▶ [Aim of the task]
Transcribe the listing word for word.

▶ [Records for processing]
PR #1902, opened 2025-07-14
docs: fix links

trentm:
The links to opentelemetry-js-contrib.git changed due to
https://github.com/open-telemetry/opentelemetry-js-contrib/pull/2928

---

I tested locally with:

```
lychee --verbose --config .github/lychee.toml **/*.md
```

The other links (those *not* related to the opentelemetry-js-contrib.git change) were ... broken for a while I guess? I didn't dig into the history there.


wpessers:
Thank you for fixing, the collector links seem like they should've been broken for a while indeed. No idea why that never passed our radar before...

wpessers (approved):

tylerbenson (approved):

PR #1906, opened 2025-07-21
add invocation ids for plain text logs

adamantal:
In case the Lambda logs are of plain text format, they are not enriched with the `requestId` information ([link to API reference](https://docs.aws.amazon.com/lambda/latest/dg/telemetry-schema-reference.html#telemetry-api-function)).

I am well aware that logging in json format is preferred, but I think manually enriching the logs with this attribute can be beneficial in at least two cases:
- even if the application code logs in json format, static init/teardown of the function may be in plain text format - e.g. an entrypoint that prints out some message which still belongs to the same invocation
- legacy apps (boring, but also our use case)

Tested internally on some of our Lambdas


serkan-ozal (approved):

tylerbenson (approved):
Do you have a screenshot of what the logs before/after look like?

adamantal:
Sure, here's an example snippet of a Lambda invocation:
Screenshot 2025-07-31 at 16 54 09

You can see some [Magnum](https://github.com/Kludex/mangum) logs when the invocation starts.

The rest of the observability stack is quite simple honestly. We send logs to Loki's OTLP endpoint, and browse them through Grafana.

We have a few other changes in our internal fork that we'd like to contribute back over time. For example in the screenshot you can see the `service_instance_id` field. This is not exposed to the Lambda collector from the core Otel SDK by default, so we enrich it manually (which is the equivalent of AWS Cloudwatch log streams).

Let me know if you have any questions. Great project btw

collector/receiver/telemetryapireceiver/receiver.go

▶ [Exercise solution]
PR #1902, opened 2025-07-14
docs: fix links

trentm:
The links to opentelemetry-js-contrib.git changed due to
https://github.com/open-telemetry/opentelemetry-js-contrib/pull/2928

---

I tested locally with:

```
lychee --verbose --config .github/lychee.toml **/*.md
```

The other links (those *not* related to the opentelemetry-js-contrib.git change) were ... broken for a while I guess? I didn't dig into the history there.


wpessers:
Thank you for fixing, the collector links seem like they should've been broken for a while indeed. No idea why that never passed our radar before...

wpessers (approved):

tylerbenson (approved):

PR #1906, opened 2025-07-21
add invocation ids for plain text logs

adamantal:
In case the Lambda logs are of plain text format, they are not enriched with the `requestId` information ([link to API reference](https://docs.aws.amazon.com/lambda/latest/dg/telemetry-schema-reference.html#telemetry-api-function)).

I am well aware that logging in json format is preferred, but I think manually enriching the logs with this attribute can be beneficial in at least two cases:
- even if the application code logs in json format, static init/teardown of the function may be in plain text format - e.g. an entrypoint that prints out some message which still belongs to the same invocation
- legacy apps (boring, but also our use case)

Tested internally on some of our Lambdas


serkan-ozal (approved):

tylerbenson (approved):
Do you have a screenshot of what the logs before/after look like?

adamantal:
Sure, here's an example snippet of a Lambda invocation:
Screenshot 2025-07-31 at 16 54 09

You can see some [Magnum](https://github.com/Kludex/mangum) logs when the invocation starts.

The rest of the observability stack is quite simple honestly. We send logs to Loki's OTLP endpoint, and browse them through Grafana.

We have a few other changes in our internal fork that we'd like to contribute back over time. For example in the screenshot you can see the `service_instance_id` field. This is not exposed to the Lambda collector from the core Otel SDK by default, so we enrich it manually (which is the equivalent of AWS Cloudwatch log streams).

Let me know if you have any questions. Great project btw

collector/receiver/telemetryapireceiver/receiver.go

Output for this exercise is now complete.